EPA-450/3-83-007, ``Leaks from Natural Gas/Gasoline Processing
Equipment. In a separate letter dated May 25, 1994, the District
certified to EPA that its emission inventory analysis revealed no
Chemical Processing and Manufacturing facilities located within the
federal nonattainment planning area.
EPA has evaluated these negative declarations and has determined
that they are consistent with the CAA, EPA regulations, and EPA policy.
MDAQMD's negative declarations for Natural Gas and Gasoline Processing
Equipment and Chemical Processing and Manufacturing are being approved
under section 110(k)(3) of the CAA as meeting the requirements of
section 110(a) and Part D. Therefore, if this direct final action is
not withdrawn, on March 6, 1995, any FIP clock is stopped.
Nothing in this action should be construed as permitting or
allowing or establishing a precedent for any future implementation
plan. Each request for revision to the state implementation plan shall
be considered separately in light of specific technical, economic, and
environmental factors and in relation to relevant statutory and
regulatory requirements.
EPA is publishing this notice without prior proposal because the
Agency views this as a noncontroversial amendment and anticipates no
adverse comments. However, in a separate document in this Federal
Register publication, the EPA is proposing to approve the SIP revision
should adverse or critical comments be filed. This action will be
effective March 6, 1995, unless, within 30 days of its publication,
adverse or critical comments are received.
If the EPA receives such comments, this action will be withdrawn
before the effective date by publishing a subsequent notice that will
withdraw the final action. All public comments received will then be
addressed in a subsequent final rule based on this action serving as a
proposed rule. The EPA will not institute a second comment period on
this action. Any parties interested in commenting on this action should
do so at this time. If no such comments are received, the public is
advised that this action will be effective March 6, 1995. [[Page 40]]
Regulatory Process
Under the Regulatory Flexibility Act, 5 U.S.C. 600 et seq., EPA
must prepare a regulatory flexibility analysis assessing the impact of
any proposed or final rule on small entities. 5 U.S.C. Secs. 603 and
604. Alternatively, EPA may certify that the rule will not have a
significant impact on a substantial number of small entities. Small
entities include small businesses, small not-for-profit enterprises and
government entities with jurisdiction over population of less than
50,000.
Because this action does not create any new requirements but simply
includes additional information into the SIP, I certify that it does
not have a significant impact on any small entities. Moreover, due to
the nature of the Federal-state relationship under the CAA, preparation
of a regulatory flexibility analysis would constitute Federal inquiry
into the economic reasonableness of state action. The CAA forbids EPA
to base its actions concerning SIPs on such grounds.

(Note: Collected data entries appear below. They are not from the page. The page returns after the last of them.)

PR #581, opened 2023-03-14
New integrators: ExactDriftPass, ExactMultipolePass

lfarv:
New integrators for drifts and straight multipoles.


lfarv:
Removed a sanity check on loading Matlab files blocking `ExactDriftPass`

lfarv:
Added `ExactRectangularBendPass` and `ExactRectangularBendRadPass`.

Note that `ExactRectangularBendPass` now accepts pole face angles. So it can be used to replace any dipole without higher order terms. Using it for focusing magnets is delicate since the reference trajectory is no more an arc of a circle. So it's likely to generate a non-zero closed orbit… An  `ExactSectorBendPass` is in preparation and will avoid those problems.

simoneliuzzo:
Dear @lfarv and @swhite2401 ,
I start again today to test this branch vs MADX-PTC. I will keep you posted with the results.

simoneliuzzo:
Dear @lfarv  and @swhite2401,

below my actual status of comparison AT vs MADX-PTC

I take the same identical initial coordinates (20 points up to the same number of sigmas in x, xp, y and yp, a 4D diagonal).
I verify that tracking in AT and MADX-PTC are consistent (radiation, exact hamiltonian, fringe fields, number of integration steps (80), etc..)
Then I take an AT lattice, convert it to MADX and build figures to compare.

For the ESRF-DBA lattice, there is a well comparing case, but works only in 4D, not in 6D.
Screenshot 2023-07-11 at 12 50 35

For the EBS lattice, I see no effect of exact pass (ok) but the AT and MADX-PTC tracking are visibly different.
Screenshot 2023-07-11 at 12 51 12

For the FCC lattice, there is a well comparing case (the same of ESRF-DBA, 4D). In 6D only the particle at 0.0 initial coordinates survives.
Screenshot 2023-07-11 at 13 10 19


For all cases I could not yet convert properly the longitudinal phase space from MADX-PTC to AT convention. I will spend some time on this issue now, so I should be able to show you also the missing phase space plot in the next message.

Conclusion for now is: 
* with at**disable**_6d using all Exact pass methods makes AT and PTC tracking close to identical.  
* with atenable_6d there are still issues

simoneliuzzo:
Dear @lfarv and @swhite2401,

I have noticed that in my simulations for EBS (only) I never actually used ExactRectangularBendPass. 

With this PassMethod in the DQ the optics become largely mis-matched. 
May be this pass method is not ready to accept Quadrupole components? 

Also the ExactRectangularBendRadPass seems to have some issue. As soon as I use it the tracking fails (only the zero amplitude particles survive).

May be I am not supposed to test with it. For the ESRF-DBA and FCC lattices, using it the 4D tracking agrees with MADX-PTC.

lfarv:
@simoneliuzzo
You should not use the RectangularBendPass for DQs for 2 reasons:
1. DQs are not straight magnets: their magnetic axis is an arc of a circle. In rectangular bends the magnetic axis is a straight line (like in a displaced quadrupole). For pure dipoles it does not matter, the magnetic field is uniform. If there are other multipoles, it does matter,
2. When discussing rectangular bends on my last visit, I pointed out that for non-uniform field, we are still missing a tuning function: if there are multipoles, the trajectory in the magnet is no more an arc of a circle. For arbitrary multipoles, it cannot be predicted. We need a tuning function which will iteratively displace the magnet until the nominal deviation is achieved. I promised you this function, but I didn't do it yet. The path length has also to be tuned. Until this is available, and unless you want iterate manually, you are restricted to pure dipolar field: ESRF-DBA is OK.

Did the RadPass methods fails on ESRF-DBA ? That's an interesting.

I did not come back the sector bends, I've been busy with tapering, but I'll switch to that soon!

simoneliuzzo:
Ok. I stop testing for now. The tools are in place on my side. 

Yes, the ESRF-DBA lattice fails with ExactRectangular`Rad`Pass

4D
Screenshot 2023-07-13 at 08 39 44

6D
Screenshot 2023-07-13 at 08 39 39

In particular the AT lattice has very strange optics, tunes, chromaticity. I use the AT lattice to generate coordinates for tracking and they are NAN (NAN emittances, energy spread, etc). Consequently the converted MADX also fails tracking, but optics are perfectly fine.

I attach here the failing lattice.
[lattice.m.zip](https://github.com/atcollab/at/files/12036174/lattice.m.zip)

and the output of ringpara and atx
```

   ******** AT Ring Parameter Summary ********
   Energy:                      6.00000 [GeV]
   Circumference:               844.39069 [m]
   Revolution time:             2816.58417 [ns] (0.35504 [MHz]) 
   Betatron tune H:             NaN ( NaN [kHz])
                 V:             NaN ( NaN [kHz])
   Chromaticity H:              NaN
                V:              NaN
   Synchrotron Integral 1:      NaN [m]
                        2:      2.60359e-01 [m^-1]
                        3:      1.09718e-02 [m^-2]
                        4:      NaN [m^-1]
                        5:      NaN [m^-1]
   Damping Partition H:         NaN
                     V:         1.00000
                     E:         NaN
   Radiation Loss:              4746.84462 [keV]
   Natural Energy Spread:       NaN
   Natural Emittance:           NaN [nm]
   Radiation Damping H:         NaN [ms]
                     V:         7.12031 [ms]
                     E:         NaN [ms]
   Momentum Compaction Factor:  NaN
   Slip factor:                 NaN

   Assuming cavities Voltage:   9000.00000 [kV]
                   Frequency:   352.19966 [MHz]
             Harmonic Number:   992
   Synchronous Phase:           2.58602 [rad] ( 148.16822 [deg])
   Linear Energy Acceptance:    NaN %
   Synchrotron Tune:            NaN ( NaN kHz or  NaN turns) 
   Bunch Length:                NaN [mm],  NaN [ps]

   Emitty from Dy:              NaN [nm]
   Emitty 1/gamma cone limit:   NaN [pm]
>> [a,b] =atx(r)
Warning: Matrix is singular, close to singular or badly scaled. Results may be inaccurate. RCOND = NaN. 
> In xorbit_6 (line 47)
In findorbit/xfindorbit (line 44)
In frequency_control (line 28)
In findorbit (line 33)
In findm66/xfindm66 (line 72)
In frequency_control (line 28)
In findm66 (line 52)
In ohmienvelope (line 27)
In atx/go (line 195)
In atx (line 116)
 
Warning: Matrix is singular, close to singular or badly scaled. Results may be inaccurate. RCOND = NaN. 
> In ohmienvelope (line 55)
In atx/go (line 195)
In atx (line 116)
 
Warning: Emittance computation failed:
First and second inputs must not contain NaN or Inf.
 
> In atx/go (line 208)
In atx (line 116) 

a = 

  1×1637 struct array with fields:

    R
    M
    A
    mu
    SPos
    ClosedOrbit
    alpha
    beta
    Dispersion
    modemit
    emit44
    emit66


b = 

  struct with fields:

              ll: 8.443906927513550e+02
           alpha: 1.779465694145638e-04
       fractunes: [0.440020226187056 0.389996716488082]
       fulltunes: [36.440020226187059 13.389996716488083]
             nuh: 36.440020226187059
             nuv: 13.389996716488083
    chromaticity: [7.254689719330779 11.832685785565880]
     dampingtime: [NaN NaN NaN]
        dampingJ: [NaN NaN NaN]
         espread: NaN
         blength: NaN
    modemittance: [NaN NaN NaN]
          energy: 6.000000000000000e+09
              fs: NaN
           eloss: 0
    synchrophase: 0
      momcompact: 1.779465694145638e-04

thank you for your work
best regards
Simone

```

lfarv:
@simoneliuzzo: got your lattice, I'm looking at it.

simoneliuzzo:
Dear @lfarv 

thank you for the fast update. In fact the ExactRectangularBendRadPass is now giving stable lattices.

However, when using the *Rad version of ExactMultipolePass  and ExactRectangularBendPass the tracking in the px, y and py planes differs more from the MADX-PTC one (the x plane tracking instead is even more similar to the MADX one than without rad) compared to the 4D case.

4D (madx does not track ct and delta)
Screenshot 2023-07-17 at 13 15 44

6D
Screenshot 2023-07-17 at 13 15 32

thank you for your help
best regards
Simone

simoneliuzzo:
Dear @lfarv 
let me know when I should run my benchmark test for this branch.
thank you!
best regards
Simone

swhite2401:
> when using the *Rad version of ExactMultipolePass and ExactRectangularBendPass the tracking in the px, y and py planes differs

It seems the Rad passes are now incorrect, have we found the problem? It would be nice to finalize the PR, it seems we are very close and working on a dev branch is really not comfortable.

Can I help in some way to speed this up?

simoneliuzzo:
Dear @lfarv,

let me know when I have to run the test. 

I have tried ExactSectorBendPass and it is in agreement with MADX
Screenshot 2023-08-30 at 16 58 19

lfarv:
Hello @simoneliuzzo,

I'll send you next Monday a review of where I am on that (I'm away for the end of the week). I ran many tests and still found a number of issues, from minor to critical, the main one being ExactSectorBendRadPass (still not working).

Your test of ExactSectorBendPass looks very nice, though this passmethod has still some small problems for me: more next Monday…

lfarv:
@simoneliuzzo

Here is the status of "exact" passmethods:

- `ExactRectangularBendPass` is OK for me,
- `ExactRectangularBendRadPass` is OK for me. I do not know how PTC handles radiation. I handle it as in other places: at each kick, compute the momentum change and apply it keeping the angles. In other passmethods, AT applies 1st the momentum change and then the kick (bending or focusing). I do not know why in that order. I can try half-kick, momentum change, half-kick to see if it makes a difference,
- `ExactSectorBendPass` looks OK. But there is a slight numerical problem. If I compare the horizontal tune, I get this:
tuneh1
  Zooming around dp=0 gives this:
tuneh2
  There is a ripple of about 2.0e-5 in horizontal tune at around dp=0. This is not tremendous but it ruins the computation of chromaticity with the standard parameters. It's a numerical problem with Forest's formulae (like subtracting two very close floating point numbers). I'm investigating this,
- `ExactSectorBendRadPass` is completely wrong. The final momentum loss is correct, but the kick are crazy…

And finally, E. Forest gives an alternative formula for RectangularPass, extrapolated from the general SectorPass. I called it ExactRectBEndPass for the moment. It has a big advantage: like `ExactSectorBendPass`, since it's an exact analytic formula, if the is no multipole or radiation, it does not need any splitting of the magnet. By setting NumIntSteps=0, we gain a factor ten to twenty in speed ! But it suffers from the same problems as SectorPass, so forget it for the moment.

simoneliuzzo:
Dear @lfarv , 

thank you for the update. Let me know if there is something I can do to help apart running the benchmark with MADX-PTC.

regards
Simone

lfarv:
This version is rebased on the last master commit, so it includes all the recent fixes of the master branch.

simoneliuzzo:
Dear @lfarv and @swhite2401 ,

@lfarv, thank you for these updates! They sounds very promising.

I have started now the benchmark with madx-ptc. 

I'll send the plots as soon as I can.

regards
Simone

simoneliuzzo:
Dear @lfarv and @swhite2401,

This is the overall summary of the benchmark for the ESRF DBA lattice:
 
Screenshot 2023-09-12 at 15 59 35

ExactSectorBendPass works as well as ExactRectangularBendPass

The *Rad are still a bit different:

BndMPoleSymplectic:
Screenshot 2023-09-12 at 15 59 56

ExactRectangularBend:
Screenshot 2023-09-12 at 15 58 55

ExactSectorBend:
Screenshot 2023-09-12 at 16 03 25

simoneliuzzo:
Dear @lfarv,

I run the same code for EBS. Contrary to the DBA lattice when setting `ExactRectangularBendPass` the emittance computation fails (ringpara gives negative emittance, atx does not work for the rad-off case) and so my definition of initial coordinates for tracking is not real. 

The optics of the lattice are mis-matched by the change of integrators in the dipoles. 

Screenshot 2023-09-18 at 11 00 21

With ExactSectorBendPass atplot does not show the optics (eig input matrix must not containt inf or nan).

lfarv:
@simoneliuzzo: thanks for feedback

1.  you cannot use `ExactRectangularBend` for DQs, since they are not rectangular magnets. But you can for DLs. Is this what you tried?
2. For `ExactSectorBend`, it seems that the problem is a septum magnet with a zero bending angle. There must be a problem with zero bending angle in sector bends. I'll look at that, but in the meantime, can you test `ExactSectorBend` with excluding the septum, or any other magnet with zero angle? Thanks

Union Electric Co.
v. U.S. E.P.A., 427 U.S. 246, 256-66 (S. Ct. 1976); 42 U.S.C.
7410(a)(2).
The OMB has exempted this action from review under Executive Order
12866.
List of Subjects in 40 CFR Part 52
Environmental protection, Air pollution control, Hydrocarbons,
Incorporation by reference, Intergovernmental relations, Ozone,
Reporting and recordkeeping requirements, Volatile organic compounds.
Dated: December 15, 1994.
David P. HoweKamp,
Acting Regional Administrator.
Subpart F of part 52, chapter I, title 40 of the Code of Federal
Regulations is amended as follows:
PART 52--[AMENDED]
1. The authority citation for Part 52 continues to read as follows:
Authority: 42 U.S.C. 7401-7671q.
Subpart F--California
2. Section 52.220 is amended by adding paragraph (c)(200)(ii) to
read as follows:
Sec. 52.220 Identification of Plan.
* * * * *
(c) * * *
(200) * * *
(ii) Additional material.
(A) Negative Declarations for the Mojave Desert Air Quality
Management District for the following Volatile Organic Compound
Sources: Natural Gas and Gasoline Processing Equipment and Chemical
Processing and Manufacturing, adopted on May 25, 1994.